__WORK REQUIRED__.
Where a line below includes the word "would", copy that line.

[Start of section]

PR #17126, opened 2025-05-16
ClearSiteDataHeaderWriter log is misleading 

joaquinjsb:
Hello,
this is just a simple log typo which could be misleading, whether the requestmatcher matches or not, it's logging that it isn't.

### DIFF
--- a/web/src/main/java/org/springframework/security/web/header/writers/ClearSiteDataHeaderWriter.java
+++ b/web/src/main/java/org/springframework/security/web/header/writers/ClearSiteDataHeaderWriter.java
@@ -74,11 +74,12 @@ public final class ClearSiteDataHeaderWriter implements HeaderWriter {
 		if (this.requestMatcher.matches(request)) {
 			if (!response.containsHeader(CLEAR_SITE_DATA_HEADER)) {
 				response.setHeader(CLEAR_SITE_DATA_HEADER, this.headerValue);
-			}
+			}			
+		} else {
+			this.logger.debug(
+					LogMessage.format("Not injecting Clear-Site-Data header since it did not match the requestMatcher %s",
+							this.requestMatcher));
 		}
-		this.logger.debug(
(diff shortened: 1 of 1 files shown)


web/src/main/java/org/springframework/security/web/header/writers/ClearSiteDataHeaderWriter.java
```diff
@@ -74,11 +74,12 @@ public void writeHeaders(HttpServletRequest request, HttpServletResponse respons
 		if (this.requestMatcher.matches(request)) {
 			if (!response.containsHeader(CLEAR_SITE_DATA_HEADER)) {
 				response.setHeader(CLEAR_SITE_DATA_HEADER, this.headerValue);
-			}
+			}			
+		} else {
```
jzheaux, line 78: Instead of adding an `else` clause, will you please add a `return;` inside of the `if`? This will leave the nesting as-is.

web/src/main/java/org/springframework/security/web/header/writers/ClearSiteDataHeaderWriter.java
```diff
@@ -74,11 +74,12 @@ public void writeHeaders(HttpServletRequest request, HttpServletResponse respons
 		if (this.requestMatcher.matches(request)) {
 			if (!response.containsHeader(CLEAR_SITE_DATA_HEADER)) {
 				response.setHeader(CLEAR_SITE_DATA_HEADER, this.headerValue);
-			}
+			}
```
jzheaux, line 77: Will you please update the copyright header to end in `2025`?

jzheaux (commented):
Good catch, @joaquinjsb! I've left some feedback inline. Also, will you please squash your commits and change the message to something closer to:

```
Log Request Mismatch Only When Mismatches
```

joaquinjsb:
should be good to go now, waiting for tests

joaquinjsb:
tests are failing but doesn't seem to be related to this change?

Issue #17125, opened 2025-05-16
OidcBackChannelLogoutWebFilter make use of a servlet class


Dyskal:
**Describe the bug**
The OidcBackChannelLogoutWebFilter class make use of an undefined status code when the project doesn't have spring-webmvc, and only spring-webflux on its classpath.
https://github.com/spring-projects/spring-security/blob/07a50b460a75d122e808f26fd2aca53c3886c5b8/config/src/main/java/org/springframework/security/config/web/server/OidcBackChannelLogoutWebFilter.java#L21
https://github.com/spring-projects/spring-security/blob/07a50b460a75d122e808f26fd2aca53c3886c5b8/config/src/main/java/org/springframework/security/config/web/server/OidcBackChannelLogoutWebFilter.java#L111

**Expected behavior**
The class should make use of https://github.com/spring-projects/spring-framework/blob/bd83fb7021cab948dea1fee4a65e560a5bb4b4c0/spring-web/src/main/java/org/springframework/http/HttpStatus.java#L157 instead, with  `exchange.getResponse().setStatusCode(HttpStatus.BAD_REQUEST);` .

jzheaux:
Closed in favor of #17128

PR #17128, opened 2025-05-16
Use HttpStatus in back-channel logout filters

therepanic:
A couple of classes in the webflux module used the `jakarta.servlet` module class to specify statuses, which in a way makes us dependent on them and that is wrong. In my fix I used `org.springframework.http.HttpStatus`

Fixes: #17125


jzheaux:
Thanks, @therepanic! This is now merged into `6.3.x`, `6.4.x`, `6.5.x`, and `main`

Issue #12610, opened 2023-02-01
Multiple traces are generated for failing requests


MatthiasDrews:
**Describe the bug**
When a REST request fails, duplicate traces are generated. This behavior exists for authentication errors (e.g. unauthenticated -> 401), as well as for other errors dispatching to the error page (e.g. wrong URL -> 404).
It seems that requests which are dispatched to the error page by the framework, get a fresh observation and thus traceId, instead of taking any existing observation which was generated by the initial request handling.

The result in Grafana looks similar to this:
_example with 404_
![error-traces](https://user-images.githubusercontent.com/16904899/216035618-f8644d23-351a-475e-87a2-affb754b9a19.png)

**To Reproduce**
Fire a request against a secured RestController method, without authentication token.
**or**
Fire a request with a wrong URL which will result in a 404.

**Expected behavior**
A single traceId should be generated, dispatched requests should reuse the original traceId

nkonev:
Hi, @jzheaux, @marcusdacoregio 

Seems I managed to [reproduce](https://github.com/nkonev/trace-discrepancy-reproducer/tree/master) this exactly bug.

to reproduce invoke
```
./mvnw spring-boot:run # or launch AaaApplication.main via IDE

curl -i 'http://localhost:8060/api/aaa/login' -X POST -H 'Accept: application/json, text/plain, */*' -H 'Content-Type: application/x-www-form-urlencoded;charset=utf-8' -H 'X-XSRF-TOKEN: 724f5acd-3d1e-421b-a386-eb17dcacece8' -H 'Cookie: VIDEOCHAT_XSRF_TOKEN=724f5acd-3d1e-421b-a386-eb17dcacece8' --data-raw 'login=admin&password=admin'
```
and check logs (stdout).

Also I noticed that if I comment out `.failureHandler(authenticationFailureHandler)` [here](https://github.com/nkonev/trace-discrepancy-reproducer/blob/master/src/main/java/name/nkonev/aaa/security/SecurityConfig.java#L107) then the bug disappears.

PR #17134, opened 2025-05-18
Fix traceId discrepancy in case error in servlet web

nkonev:
Fixes https://github.com/spring-projects/spring-security/issues/12610

---
As I see from my research, the bug happens only in the real servlet environment, supposedly because of HttpServletResponse.sendError(), I didn't manage to reproduce it via mockMvc.
Tomcat creates a new HttpServletRequest in case error, which is related to "/error" path, which will be served by ErrorController.
Fortunately, request attributes are copied from the original request to the "/error"-related one, so we can put the ObservationView into the original request in order to extract this ObservationView from "/error"-related request and create a new parent observation with a given parent ObservationView. The last ObservationView propagates TraceContext to the new Observation so we have the same traceId.

---
Reproducer is here https://github.com/nkonev/trace-discrepancy-reproducer

```bash
curl -i 'http://localhost:8060/internal/profile/auth' -X GET -H 'Accept: text/plain, */*'
```

To check that the bug is fixed, you can run `publishMavenJavaPublicationToMavenLocal` in spring-security:web
```bash
./gradlew :spring-security-web:publishMavenJavaPublicationToMavenLocal --offline
```
or via IDE
image

then switch to the SNAPSHOT dependency https://github.com/nkonev/trace-discrepancy-reproducer/commit/131a271130726f8332db19d1e286f1debae18ff2

Before:
Screenshot From 2025-05-21 17-45-08
Screenshot From 2025-05-21 17-45-31

After:
Screenshot From 2025-05-21 17-54-26
Screenshot From 2025-05-21 17-54-45

---

UPD:
I also checked this PR with [jetty](https://github.com/nkonev/trace-discrepancy-reproducer/tree/jetty) and [undertow](https://github.com/nkonev/trace-discrepancy-reproducer/tree/undertow), it works fine.

### DIFF
--- a/web/src/main/java/org/springframework/security/web/ObservationFilterChainDecorator.java
+++ b/web/src/main/java/org/springframework/security/web/ObservationFilterChainDecorator.java
@@ -46,13 +46,14 @@ import org.springframework.util.StringUtils;
  * wraps the chain in before and after observations
  *
  * @author Josh Cummings
+ * @author Nikita Konev
  * @since 6.0
  */
 public final class ObservationFilterChainDecorator implements FilterChainProxy.FilterChainDecorator {
 
 	private static final Log logger = LogFactory.getLog(FilterChainProxy.class);
 
-	private static final String ATTRIBUTE = ObservationFilterChainDecorator.class + ".observation";
+	static final String ATTRIBUTE = ObservationFilterChainDecorator.class + ".observation";
 
 	static final String UNSECURED_OBSERVATION_NAME = "spring.security.http.unsecured.requests";
 
@@ -250,6 +251,16 @@ public final class ObservationFilterChainDecorator implements FilterChainProxy.F
 		private AroundFilterObservation parent(HttpServletRequest request) {
 			FilterChainObservationContext beforeContext = FilterChainObservationContext.before();
 			FilterChainObservationContext afterContext = FilterChainObservationContext.after();
+
+			AroundFilterObservation existingParentObservation = (AroundFilterObservation) request
+				.getAttribute(ATTRIBUTE);
+			if (existingParentObservation != null) {
+				beforeContext
+					.setParentObservation(existingParentObservation.before().getContext().getParentObservation());
+				afterContext
+					.setParentObservation(existingParentObservation.after().getContext().getParentObservation());
+			}
+
 			Observation before = Observation.createNotStarted(this.convention, () -> beforeContext, this.registry);
 			Observation after = Observation.createNotStarted(this.convention, () -> afterContext, this.registry);
 			AroundFilterObservation parent = AroundFilterObservation.create(before, after);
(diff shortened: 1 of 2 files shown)


nkonev:
PTAL @jzheaux

nkonev:
@jzheaux 
When you have a chance, I’d appreciate your review or thoughts.

nkonev:
@marcusdacoregio @jzheaux 
please take a look when you have a time

web/src/main/java/org/springframework/security/web/ObservationFilterChainDecorator.java
```diff
@@ -250,9 +258,30 @@ private void wrapFilter(ServletRequest request, ServletResponse response, Filter
 		private AroundFilterObservation parent(HttpServletRequest request) {
 			FilterChainObservationContext beforeContext = FilterChainObservationContext.before();
 			FilterChainObservationContext afterContext = FilterChainObservationContext.after();
+
+			Object maybeBeforeObservationView = request.getAttribute(ATTRIBUTE_BEFORE_OBSERVATION_VIEW);
```
jzheaux: Given that the parent observations are available through the `AroundFilterObservation` instance, it seems like the `ATTRIBUTE` attribute should be sufficient.

For example, instead of two other attributes, would this give you what you need:

```java
AroundFilterObservation parent = (AroundFilterObservation) request.getAttribute(ATTRIBUTE);
if (parent != null) {
    beforeContext.setParentObservation(parent.before().getContext().getParentObservation());
    afterContext.setParentObservation(parent.after().getContext().getParentObservation());
}
```

Note that I tried this modification locally and the traceId is preserved in your project.

nkonev:
Thank you for review @jzheaux !

> That may mean dispatching to ERROR manually in the test.

Can you please explain it a bit more ? I still don't understand for what I need to write an assertion ? 

May be somewhere there is a similar test which I can copy and modify for this particular issue ?

Did you mean to use MockMvc ?

---
In the time when I wrote this PR I considered two options - to make the test in `itest/web/src/integration-test/java/org/springframework/security/integration` folder or in `web/src/test/java/org/springframework/security/web/server/ObservationWebFilterChainDecoratorTests.java` file. I didn't manage to decide which is better for this particular bug.

I considered to make the following test:
Create request 1
then somehow fail it
then manually copy attributes to the request 2 (/error-related) -- to simulate servlet container
then assert the tracing contexts has the similar traceId.

I thought that approach like this is too complex, too artificial and it seems I would tested the mock's behavior.

Do you mean to make the test like this ? Or maybe something different ?

nkonev:
Thank you for review @jzheaux !

UPD: I managed to make the test in `web/src/test/java/org/springframework/security/web/FilterChainProxyTests.java` looking similar to other tests in this file.

nkonev:
Hi, just noticed that this PR was moved to the next milestone.

Just want to ensure that all is OK and it won't be abandoned.

@jzheaux @rwinch 

P. S. sorry for bothering if my concerns are wrong

rwinch:
It's still planned. It's just that our releases are time bound and we didn't have time to review and merge so we pushed it back

nkonev:
@jzheaux Let's do another attempt to merge this PR =)

I'm ready to answer questions and to make necessary edits if need.

jzheaux (approved):

jzheaux:
Thanks for your patience, @nkonev. This is now merged into `6.4.x`, `6.5.x`, and `main`.

PR #17141, opened 2025-05-19
Advise overriding equals() and hashCode() in UserDetails implementations

Gurunathan16:
This commit adds a documentation note explaining the importance of overriding equals() and hashCode() in custom UserDetails implementations.

The default SessionRegistryImpl in Spring Security uses an in-memory ConcurrentMap<Object, Set<String>>, Map<String,SessionInformation> to associate principals with sessions. If a custom UserDetails class does not properly override equals() and hashCode(), user sessions may not be tracked or matched correctly.

I believe this helps developers avoid subtle session management issues when implementing custom authentication logic.

Reference: org.springframework.security.core.session.SessionRegistryImpl


jzheaux:
Thanks, @Gurunathan16! This is now merged into `6.3.x`, `6.4.x`, `6.5.x`, and `main`

Gurunathan16:
Thanks a lot for reviewing and merging this, @jzheaux ! 🙌  
This was my first open source contribution, and I really appreciate the guidance and support from the Spring team.  
Looking forward to contributing more in the future!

[End of section]

__OUTPUT FOR THIS TASK__.
For example, instead of two other attributes, would this give you what you need:
I thought that approach like this is too complex, too artificial and it seems I would tested the mock's behavior.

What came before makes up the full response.